The title of Chapter 8 of Golik’s book reads: “Do not Build Kilometers and Sections. Build Roads.” That is exactly what he and Reznichenko set out to do in Dnipropetrovsk Oblast. They first inventoried all roads in the region by category, then worked with stakeholders and public servants to cut red tape, secure financing, and build.

“At first, we didn’t have a methodical understanding of what we could achieve because no one in any region of Ukraine had ever dealt with fixing and building new roads systematically,” Golik says.

Initially, they set themselves the goal of completing capital repairs on the main street in every rural village. Quality and speed were the two primary demands of companies hired to do the work. From 2015-2019, the state administration spent about USD 185 million to resurface 500 km of roads in the Dnipropetrovsk region. This experience has since been applied to the Big Construction program.

Not everyone is convinced by the often bold claims that accompany the Big Construction program. The initiative has sparked a number of controversies and generated considerable criticism amid allegations that it is fueling corruption and diverting state funds away from more pressing priorities. Objections have centered on a perceived lack of transparency and the generous allocation of state financing at a time when Ukrainian businesses have been suffering from the negative economic impact of the pandemic.

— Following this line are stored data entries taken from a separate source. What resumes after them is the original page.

PR #1516, opened 2023-02-04
Accumulate failures in `scripts/run-pre-build-checks` instead of failing fast

PawelLipski:


scripts/run-pre-build-checks
```diff
@@ -1,43 +1,57 @@
...
+
+function _() {
+  script=$1
+  option=${2-}
+  if [[ $option == "--skip-in-pre-commit-hook" ]] && [[ $0 == *.git/hooks/pre-commit ]]; then
+    echo "(skipping $script as we are running in a git pre-commit hook)" >&2
+    return
+  fi
+  echo "> $script" >&2
+  if ! eval "./scripts/$script"; then
```
PawelLipski, line 20: `eval` is redundant, this would also work:
```suggestion
  if ! "./scripts/$script"; then
```
Leaving it just for clarity (if anything like clarity could ever be achieved in shell scripts :trollface:)

mkondratek (approved):
awesome ❤️

PR #1521, opened 2023-02-07
Re-enable AspectJ plugin + tidy up AspectJ handling in ArchUnit

PawelLipski:


buildSrc/build.gradle.kts
```diff
@@ -47,7 +47,6 @@ dependencies {
   // doesn't see jetbrains-annotations as an exceeded dependency and doesn't try to downgrade.
   // See https://github.com/littlerobots/version-catalog-update-plugin#exceeded-dependencies
   implementation(libs.jetbrains.annotations)
-  implementation(libs.pluginPackages.aspectj.postCompileWeaving)
```
PawelLipski, line 50: Tl;dr: it wasn't working since the migration to Kotlin DSL xD

buildSrc/src/main/kotlin/com/virtuslab/gitmachete/buildsrc/Dependencies.kt
```diff
@@ -119,9 +118,9 @@ fun Project.ideProbe() {
 }
 
 fun Project.jcabiAspects() {
```
mkondratek, line 120: can you remind me, why we need it?

mkondratek (approved):
ok

buildSrc/src/main/kotlin/com/virtuslab/gitmachete/buildsrc/Dependencies.kt
PawelLipski: Meh, `@Loggable` to include execution time in logs for methods... albeit after the 3+ years these entire logs seem mostly useless in general anyway :///

PawelLipski: We don't use them (at least I prefer more case-by-case printlns than the massive spam in logs), and users never attach them to the issues (and I don't remember a single case where having such logs would actually help)

mkondratek: that's true 😕

mkondratek (approved):

PR #1522, opened 2023-02-07
Split the version catalog into separate VCs for buildSrc and top-level project

PawelLipski:


backend/impl/src/main/java/com/virtuslab/gitmachete/backend/impl/hooks/StatusBranchHookExecutor.java
```diff
@@ -31,7 +31,7 @@
 
 @CustomLog
 public final class StatusBranchHookExecutor extends BaseHookExecutor {
-  private static final int EXECUTION_TIMEOUT_SECONDS = 2;
+  private static final int EXECUTION_TIMEOUT_SECONDS = 5;
```
PawelLipski, line 34: Local tests were still failing when CPU is under load... maybe it should be different for (local) tests and different for production (so that rendering the status doesn't hang too long) 🤔 OTOH, I have no indication that anybody outside of myself actually uses that hooks, in plugin or CLI :trollface:

buildSrc/settings.gradle.kts
```diff
@@ -1,7 +1,5 @@
 pluginManagement {
   repositories {
     gradlePluginPortal()
-    // For nl.littlerobots.version-catalog-update
```
PawelLipski, line 4: They finally published the plugin to Gradle Plugin Portal

.circleci/config.yml
```diff
@@ -66,12 +66,12 @@ jobs:
           keys:
             # First, try finding a cache entry with the same set of libraries
             # that also comes from the same branch (so as to make the best use of Gradle compilation cache).
-            - gradle-deps-v5-{{ checksum "gradle/libs.versions.toml" }}-{{ .Branch }}
+            - gradle-deps-v6-{{ checksum "gradle/libs.versions.toml" }}-{{ .Branch }}
```
PawelLipski, line 69: To start with clean slate, in order to check if all the Maven repo config is okay

settings.gradle.kts
```diff
@@ -10,11 +10,11 @@ include(
   "backend:api",
   "backend:impl",
   "frontend:base",
-  "frontend:actions",
-  "frontend:file",
   "frontend:resourcebundles",
+  "frontend:file",
```
PawelLipski, line 14: Just to keep topo-ish order

buildSrc/build.gradle.kts
```diff
@@ -1,21 +1,22 @@
...
-import se.ascp.gradle.GradleVersionsFilterPlugin
 
 plugins {
   `kotlin-dsl`
+  alias(libs.plugins.taskTree)
+  alias(libs.plugins.versionCatalogUpdate)
+  alias(libs.plugins.versionsFilter)
 }
 
-val kotlinLanguageVersion = "1.6"
```
PawelLipski, line 13: Just un-hardcode this value

buildSrc/build.gradle.kts
```diff
@@ -1,21 +1,22 @@
...
-
 // This is needed to use kotlin language version different from the default (1.4).
 // See https://handstandsam.com/2022/04/13/using-the-kotlin-dsl-gradle-plugin-forces-kotlin-1-4-compatibility/.
 afterEvaluate {
   tasks.withType<KotlinCompile>().configureEach {
+    val kotlinLanguageVersion = libs.pluginPackages.jetbrains.kotlin
```
PawelLipski, line 17: ...since it can be inferred from versions in the catalog

.circleci/config.yml
mkondratek: while we are here... in the most common scenario we need to update three lines here. can we have smth like `gradle-deps-v{{ version-number }}` instead? so only a single variable changes? 🤔

settings.gradle.kts
mkondratek: wow, actions module was a bit high :weed:

backend/impl/src/main/java/com/virtuslab/gitmachete/backend/impl/hooks/StatusBranchHookExecutor.java
mkondratek: pls share some hooks

gradle/libs.versions.toml
```diff
@@ -31,25 +30,13 @@ slf4j-mock = "org.simplify4u:slf4j-mock:2.3.0"
 #      (1.*.*, rather than a specific version like 1.7.36).
 slf4j-simple = "org.slf4j:slf4j-simple:1.7.36"
 vavr = "io.vavr:vavr:0.10.4"
-# Plugin packages
```
mkondratek, line 34: hmmm shouldn't this comment be at the top? 🤔 anyway pls provide comments here and in the other `libs.versions.toml` that describe what should be defined and where - now it's a little confusing to me 😅

mkondratek: image
 
unrel have you ever seen that? XD

mkondratek (changes requested):

.circleci/config.yml
PawelLipski: Yeah, circleci supports `<< ... >>` -style parameters... but it then looks even more confusing then now, I'd rather stick to the current looks 😅

gradle/libs.versions.toml
PawelLipski: > unrel have you ever seen that? XD

Yeah, a bug in github... it's probably coz this file used to be a symlink but has been replaced with a regular file. This is always a nasty corner case :/

backend/impl/src/main/java/com/virtuslab/gitmachete/backend/impl/hooks/StatusBranchHookExecutor.java
PawelLipski: _share some hooks_? 🤔 as in, provide hook samples in the project directory?

gradle/libs.versions.toml
PawelLipski: > hmmm shouldn't this comment be at the top? 

It's right before `pluginPackages-...` dependencies... a proper place!

PawelLipski: > anyway pls provide comments here and in the other libs.versions.toml that describe what should be defined and where

Lemme explain a few non-trivial points... which should be enough for anybody interested to decipher the whole picture! (so as to avoid explaining each and every dependency, as TBH almost each has a slightly different use case, esp. in buildSrc/ 😅)

mkondratek (approved):
lgtm

PR #1524, opened 2023-02-08
Use dependency helper functions consistently

PawelLipski:


branchLayout/impl/build.gradle.kts
```diff
@@ -8,5 +8,5 @@ dependencies {
 junit()
 lombok()
 slf4jLambdaApi()
-slf4jSimpleTest()
+slf4jSimple("test")
```
mkondratek, line 11: I see `test` here and `testFixtures` in the other place, and I assume there are some other options to... would it make sense to extract them to some enum?

build.gradle.kts
```diff
@@ -230,19 +227,21 @@ configureIntellijPlugin()
...
+archunit()
+// Checker is needed in root project runtime (not just compile-time) classpath for ArchUnit tests
+checkerQual("test")
 ideProbe()
+jgit("test")
 junit()
 junitPlatformLauncher()
-lombok()
-vavr()
-dependencies {
```
mkondratek, line 243: oh, it was a little mess indeed 😅

mkondratek (approved):

branchLayout/impl/build.gradle.kts
PawelLipski: I'd leave it as is, even Gradle Kotlin DSL uses strings to denote these scopes... if there's any typo, we'll get a build error immediately

PR #1525, opened 2023-02-09
Ensure no ancestor commit of parent branch is included into the branch's unique range of commits

PawelLipski:
Goes in tandem with https://github.com/VirtusLab/git-machete/pull/813

### DIFF
--- a/CHANGE-NOTES.md
+++ b/CHANGE-NOTES.md
@@ -1,7 +1,8 @@
 # Changelog
 
 ## v3.6.1
-- Fixed: notification about unmanaged current branch wasn't showing up
+- Fixed: notification about unmanaged current branch wasn't showing up.
+- Fixed: in case of red edge from a branch to its parent, the unique history of a branch can no longer include any commits reachable from its parent.
 
 ## v3.6.0
 - Improved the repository selection combobox so that modules are now searchable.
--- a/backend/impl/src/test/resources/setup-with-multiple-remotes.sh-discover.txt
+++ b/backend/impl/src/test/resources/setup-with-multiple-remotes.sh-discover.txt
@@ -1,21 +1,13 @@
   master  <2 files>
-  |
-  | HOTFIX Add the trigger (amended)
-  o-hotfix/add-trigger * (diverged from remote2)  <3 files>
 
   develop  <3 files>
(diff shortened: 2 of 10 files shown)


CHANGE-NOTES.md
```diff
@@ -1,5 +1,8 @@
 # Changelog
 
+## v3.6.1
+- Fixed: in case of red edge from branch to its parent, the unique history of a branch never includes commits reachable from its parent.
```
PawelLipski, line 4: Sometimes it happens (in case of missing/incomplete reflegs, esp. on someone else's branchs) that I toggle listing commits and see literally  **h u n d r e d s** of commits for a red-edge branch, all of which (with the exception of the few latest ones) are reachable for the parent. This doesn't make sense; let's "cut" the unique range at any commit reachable from the parent branch.

backend/impl/src/test/resources/setup-with-multiple-remotes.sh-discover.txt
```diff
@@ -1,21 +1,13 @@
...
-  |
-  | Call web service
-  | 1st round of fixes
-  | 2nd round of fixes
-  o-call-ws (ahead of remote1)  <6 files>
-    |
-    | Drop unneeded SQL constraints
-    x-drop-constraint (untracked)  <6 files>
+
+  allow-ownership-link (ahead of remote1)  <4 files>
```
PawelLipski, line 5: Side effect of removing reflogs in this script: `git machete discover` yields some dumb results. Anyway, I lost interest in improving `discover` long time ago anyway, that's a futile effort anyway :trollface:

backend/impl/src/test/resources/version.txt
```diff
@@ -1 +1 @@
-git-machete version 3.14.2
+git-machete version 3.15.1
```
PawelLipski, line 1: Not yet released (actually, I used the state from https://github.com/VirtusLab/git-machete/pull/813), but I don't think the outputs will have changed by the time of the actual release (soonish)

PawelLipski: Update: released already

mkondratek (approved):

PR #1459, opened 2016-12-20
doc: open source the user-facing documentation

jeffkaufman:
This is an open source version of the user-facing docs on [developers.google.com/speed/pagespeed/module/](https://developers.google.com/speed/pagespeed/module/).  I currently have it staged at [modpagespeed.com/doc](https://modpagespeed.com/doc), which is probably where this should go when live.

It uses server-side includes for headers and footers, which isn't as nice as being fully static, but should be more maintainable.

This change doesn't include a landing page for mod_pagespeed.  I think that should probably go on modpagespeed.com / ngxpagespeed.com and not in the docs directly.  Having it in the docs is a weird artifact of how we were hosted on developers.google.com.  But this is not in this CL.

Mobile PSI score is 100 with mod_pagespeed and 89 without, so we're also doing a bit of demonstrating pagespeed.

For reviewability, this is split into three sequential changes:
* https://github.com/pagespeed/mod_pagespeed/pull/1464 : straight copy-over of existing docs
* https://github.com/pagespeed/mod_pagespeed/pull/1465 : formatting changes that apply in bulk to all html files
* https://github.com/pagespeed/mod_pagespeed/pull/1459 (this change) : css and js to make the docs be usable and nice to look at

### DIFF
--- a/doc/.htaccess
+++ b/doc/.htaccess
@@ -1,0 +1,14 @@
+# Turn on server side include processing for the header inclusion.
+AddOutputFilter INCLUDES .html
+Options +Includes
+Options +FollowSymLinks
+
+# Make /foo.html available at /foo
+RewriteEngine on
+RewriteCond %{REQUEST_FILENAME}.html -f
+RewriteRule !.*\.html$ %{REQUEST_FILENAME}.html [L]
+
+# Turn on mod_pagespeed to optimize our docs.
+ModPagespeed on
+ModPagespeedRewriteLevel CoreFilters
+ModPagespeedInPlaceResourceOptimization on
--- a/doc/.htaccess
+++ b/doc/.htaccess
@@ -12,4 +12,5 @@ RewriteRule !.*\.html$ %{REQUEST_FILENAME}.html [L]
 ModPagespeed on
 ModPagespeedRewriteLevel CoreFilters
 ModPagespeedEnableFilters collapse_whitespace
+ModPagespeedEnableFilters remove_comments
 ModPagespeedInPlaceResourceOptimization on
--- a/doc/.htaccess
+++ b/doc/.htaccess
@@ -11,4 +11,5 @@ RewriteRule !.*\.html$ %{REQUEST_FILENAME}.html [L]
 # Turn on mod_pagespeed to optimize our docs.
 ModPagespeed on
 ModPagespeedRewriteLevel CoreFilters
+ModPagespeedEnableFilters collapse_whitespace
 ModPagespeedInPlaceResourceOptimization on
--- a/doc/_footer.html
+++ b/doc/_footer.html
@@ -39,8 +39,8 @@ function buildToc() {
   tocContents.textContent = "Contents";
   toc.appendChild(tocContents);
 
-  ulNodes = [];  // stack of active <ul> nodes
-  // replace level with ulNodes.length + 1
+  var level = 1;
+  var currentUl = null;
   for (var i = 0; i < headers.length; i++) {
     var header = headers[i];
     var headerLevel = header[0];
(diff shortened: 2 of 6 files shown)


doc/.htaccess
```diff
@@ -0,0 +1,14 @@
...
+AddOutputFilter INCLUDES .html
+Options +Includes
+Options +FollowSymLinks
+
+# Make /foo.html available at /foo
+RewriteEngine on
+RewriteCond %{REQUEST_FILENAME}.html -f
+RewriteRule !.*\.html$ %{REQUEST_FILENAME}.html [L]
+
+# Turn on mod_pagespeed to optimize our docs.
```
jmarantz, line 11: should we add collapse_whitespace?

jmarantz (commented):
What do you think about splitting this into two reviews.

In the first one, you pull over the django sources exactly, and I don't really review it :)

In the second one, you make the changes needed to render the documentation properly.

jeffkaufman:
@jmarantz 

>
>What do you think about splitting this into two reviews.
> * In the first one, you pull over the django sources exactly, and I don't really review it :)
> * In the second one, you make the changes needed to render the documentation properly.

Done.  I've split it into three reviews:

* #1464 : straight copy-over of existing docs
* #1465 : formatting changes that apply in bulk to all html files
* #1459 (this change) : css and js to make the docs be usable and nice to look at

doc/.htaccess
jeffkaufman: Sure, that's safe to add for our docs.

done: 8989e61

jeffkaufman:
@jlporter could you review the js in `_footer.html`?

doc/.htaccess
```diff
@@ -0,0 +1,15 @@
...
+ModPagespeed on
+ModPagespeedRewriteLevel CoreFilters
+ModPagespeedEnableFilters collapse_whitespace
```
jmarantz, line 14: add remove_comments.

doc/_footer.html
```diff
@@ -0,0 +1,72 @@
+<div id=footer>
+  <!--#include virtual="_navline.html" -->
+</div>
+
+<script>
+function build_toc_helper(node, headers) {
```
jmarantz: buildTocHelper

doc/_footer.html
```diff
@@ -0,0 +1,72 @@
...
+  if (node.nodeType == 1) {
+    // Element node.
+    var node_name = node.nodeName.toLowerCase();
+    if (node_name == "h2" || node_name == "h3" || node_name == "h4" ||
+        node_name == "h5" || node_name == "h6") {
+      if (node.id) {
+        headers.push([node_name, node.innerHTML, node.id]);
+        node.innerHTML +=
+          '&nbsp;<a class=header-link href="#' + node.id + '">&#x1f517;</a>';
```
jmarantz: Can we do this with DOM APIs rather than innerHTML?

doc/_footer.html
```diff
@@ -0,0 +1,72 @@
+<div id=footer>
+  <!--#include virtual="_navline.html" -->
+</div>
+
+<script>
+function build_toc_helper(node, headers) {
+  if (node.nodeType == 1) {
+    // Element node.
+    var node_name = node.nodeName.toLowerCase();
```
jmarantz: nodeName & other camel-case transforms here & below

doc/_footer.html
```diff
@@ -0,0 +1,72 @@
...
+  var level = 1;
+  for (var i = 0; i < headers.length; i++) {
+    var header = headers[i];
+    var header_level = header[0];
+    var header_value = header[1];
+    var header_id = header[2];
+
+    var new_level = parseInt(header_level.substring(1));
+    while (new_level > level) {
+      toc += "<ul>"
```
jmarantz: dom manipulation API

doc/.htaccess
jeffkaufman: done: 832bc0b39

doc/_footer.html
jeffkaufman: done: 26287b65b

doc/_footer.html
jeffkaufman: done: 26287b65b

doc/_footer.html
jeffkaufman: done: 79bb855a1

doc/_footer.html
jeffkaufman: done: 79bb855a1

jeffkaufman:
> At least add comments showing we are handling that case.

Done: 051489982

> What happens if you issue an alert if you detect a level gap? Does it fire?

I'd need to check each of our doc pages, which would be a pain; we have a lot of doc pages.

> Would that help keep the docs well-formed?

Probably not.  Either we'd use `alert()`, which would be a big pain for our users if we messed up, or we'd use `console.log()` and probably no one would notice.

jmarantz (approved):

PR #1465, opened 2017-01-03
doc: formatting html

jeffkaufman:
For all html files:

* Remove old meta paths
* Remove old `{% ... %}` and `{{ ...  }}`` directives from docs.
* Add `<h1>` titles
* Add an external stylesheet
* Wrap the contents in a div for styling
* Include headers and footers with ssi
* set a mobile viewport

This is a change to support #1459


doc/CVE-2012-4001.html
```diff
@@ -1,13 +1,15 @@
...
   <head>
+    <meta name="viewport" content="width=device-width, initial-scale=1">
     <title>mod_pagespeed Security Advisory: Insufficient Hostname Verification</title>
-    <meta name="project_path" value="/speed/pagespeed/module/_project.yaml" />
-    <meta name="book_path" value="/speed/pagespeed/module/_book.yaml" />
-    <link rel="stylesheet" href="/speed/styles/local.css">
+    <link rel="stylesheet" href="doc.css">
   </head>
   <body>
+<!--#include virtual="_header.html" -->
```
jmarantz, line 8: ah....in this case I think that we should also enable remove_comments in .htacess, but that's in another pull request.

jmarantz (approved):

PR #1473, opened 2017-01-10
A simple script to collect slurp dumps for loadtest,

morlovich:
with help of PhantomJs

(Somewhat derived from the siege helper scripts)

### DIFF
--- a/devel/loadtest_collect/loadtest_collect.conf
+++ b/devel/loadtest_collect/loadtest_collect.conf
@@ -1,0 +1,42 @@
+# Global configuration.
+#
+# The ModPagespeedFileCachePath directory must exist and be writable
+# by the apache user (as specified by the User directive).
+ModPagespeedFileCachePath            "#HOME/apache2/pagespeed_cache/"
+
+# Direct Apache to send all HTML output to the mod_pagespeed
+# output handler.
+AddOutputFilterByType MOD_PAGESPEED_OUTPUT_FILTER text/html
+
+<VirtualHost localhost:8080>
+    # Turn on mod_pagespeed. To completely disable mod_pagespeed, you
+    # can set this to "off".
+    ModPagespeed on
+
+    <Location /pagespeed_admin>
+        Order allow,deny
+        Allow from localhost
+        Allow from 127.0.0.1
+        SetHandler pagespeed_admin
+    </Location>
+    <Location /pagespeed_global_admin>
+        Order allow,deny
+        Allow from localhost
+        Allow from 127.0.0.1
+        SetHandler pagespeed_global_admin
+    </Location>
+
+    KeepAlive On
+    KeepAliveTimeout 60
+
+    <Directory "#HOME/apache2/htdocs/" >
+        # This is enabled to make sure we don't crash mod_negotiation.
+        Options +MultiViews
+    </Directory>
+
+    ModPagespeedRewriteLevel AllFilters
+    ModPagespeedSlurpDirectory #SLURP_DIR
+    ModPagespeedSlurpReadOnly off
+    ModPagespeedRewriteDeadlinePerFlushMs -1
+    CustomLog "#LOG_PATH" %r
+</VirtualHost>
--- a/devel/loadtest_collect/loadtest_collect.conf
+++ b/devel/loadtest_collect/loadtest_collect.conf
@@ -1,16 +1,7 @@
-# Global configuration.
-#
-# The ModPagespeedFileCachePath directory must exist and be writable
-# by the apache user (as specified by the User directive).
 ModPagespeedFileCachePath            "#HOME/apache2/pagespeed_cache/"
-
-# Direct Apache to send all HTML output to the mod_pagespeed
-# output handler.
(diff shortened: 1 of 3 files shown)


jmarantz (commented):
Have you been able to run a load-test using the output of this?

jeffkaufman (commented):
Can you make this install phantomjs if we don't have it yet?

devel/loadtest_collect/loadtest_collect.conf
```diff
@@ -0,0 +1,42 @@
...
+# by the apache user (as specified by the User directive).
+ModPagespeedFileCachePath            "#HOME/apache2/pagespeed_cache/"
+
+# Direct Apache to send all HTML output to the mod_pagespeed
+# output handler.
+AddOutputFilterByType MOD_PAGESPEED_OUTPUT_FILTER text/html
+
+<VirtualHost localhost:8080>
+    # Turn on mod_pagespeed. To completely disable mod_pagespeed, you
+    # can set this to "off".
```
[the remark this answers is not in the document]
morlovich: Done

devel/loadtest_collect/loadtest_collect_corpus.sh
```diff
@@ -0,0 +1,61 @@
...
+# limitations under the License.
+#
+# This script collects slurps and URLs (post-optimization, if possible), of
+# some websites with the help of phantomjs.
+
+function usage {
+  echo "Usage: loadtest_collect/loadtest_collect_corpus.sh pages.txt out.tar.bz2"
+}
+
+set -u  # exit the script if any variable is uninitialized
```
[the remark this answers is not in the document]
morlovich: Seems brittle...

morlovich:
Having some difficulty commenting on other things directly, so let's just do it manually:
> Have you been able to run a load-test using the output of this?

Yep

> Can you make this install phantomjs if we don't have it yet?

For what platforms? Should it go through the fancy install script things?

jeffkaufman:
> For what platforms? Should it go through the fancy install script things?

Everything else with the dev environment assumes ubuntu 14, so it's fine with me if you just assume that as well.  At some point we may want to make the scripts under `devel/` support other distros, but for now I think people should just plan on using a VM.

morlovich:
phantomjs install, config comments cleanup pushed.

jeffkaufman (approved):
LGTM

devel/loadtest_collect/loadtest_collect_corpus.sh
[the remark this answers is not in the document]
jmarantz: Agreed, and not required for this CL.  I still think it'd be useful as a follow-up even if a "this is brittle" comment was put on it.

devel/loadtest_collect/loadtest_collect_corpus.sh
```diff
@@ -0,0 +1,65 @@
...
+# distributed under the License is distributed on an "AS IS" BASIS,
+# WITHOUT WARRANTIES OR CONDITIONS OF ANY KIND, either express or implied.
+# See the License for the specific language governing permissions and
+# limitations under the License.
+#
+# This script collects slurps and URLs (post-optimization, if possible), of
+# some websites with the help of phantomjs.
+
+function usage {
+  echo "Usage: loadtest_collect/loadtest_collect_corpus.sh pages.txt out.tar.bz2"
```
jmarantz, line 21: add comment that pages.txt is a file of URLs, one per line?

devel/loadtest_collect/loadtest_collect_corpus.sh
```diff
@@ -0,0 +1,65 @@
...
+if [ -d devel ]; then
+  cd devel
+fi
+if [ ! -d loadtest_collect ]; then
+  echo Run this script from the top or devel/ directories
+  exit 1
+fi
+
+if [ ! $(which phantomjs) ]; then
+  sudo apt-get install phantomjs
```
jmarantz, line 43: about echoing what you are doing first.  If you run this from CentOS I think it'll just fail saying "apt-get command not found", and the user won't know it's just trying to install phantom without debugging the script.  With the echo at least the CentOS user could just install it manually.

jmarantz (approved):

devel/loadtest_collect/loadtest_collect_corpus.sh
morlovich: Done

devel/loadtest_collect/loadtest_collect_corpus.sh
morlovich: It's not quite that bad since you would get something like "sudo: apt-getttt: command not found"...
... but there is still a problem in that it just has sudo asking for a password for no good reason, so I've added an informational message. (or rather will have added once I push this, not at time of this comment)

(I am not a fan of the echo foo \n foo pattern since it duplicates the 'foo')

morlovich:
(PTAL at the tiny doc changes)

jeffkaufman:
> (PTAL at the tiny doc changes)

LGTM; ready to go in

Infrastructure Minister Kubrakov says criticisms of Big Construction often lack an understanding of how the road construction business works. “No one is in the business of building roads for free, even if only a 1% profit margin is included in the bid. That is why Ukravtodor has been pushing to adopt the Engineering, Procurement, Construction and Financing (EPCF) contractual framework for large road construction projects,” he says.

Others vouch for the positive economic impact of Ukraine’s infrastructure upgrade. Grigory Kukuruza of Kyiv-based macroeconomic forecasting company Ukraine Economic Outlook says Big Construction will likely account for between 35-50% of the country’s net GDP growth in 2021. “Total expenditures on Big Construction amount to about UAH 138.5 billion, or USD 5 billion, this year,” he notes.

Given the large quantities of budget funding involved, Big Construction projects will necessarily remain subject to scrutiny and will likely face ongoing accusations of corruption in the months and years ahead. Nevertheless, in a country that is in desperate need of modernization, many ordinary Ukrainians will be more interested in the impact the Big Construction infrastructure upgrade has on their everyday lives.

Peter Byrne is an American journalist who has been based in Ukraine for more than twenty years.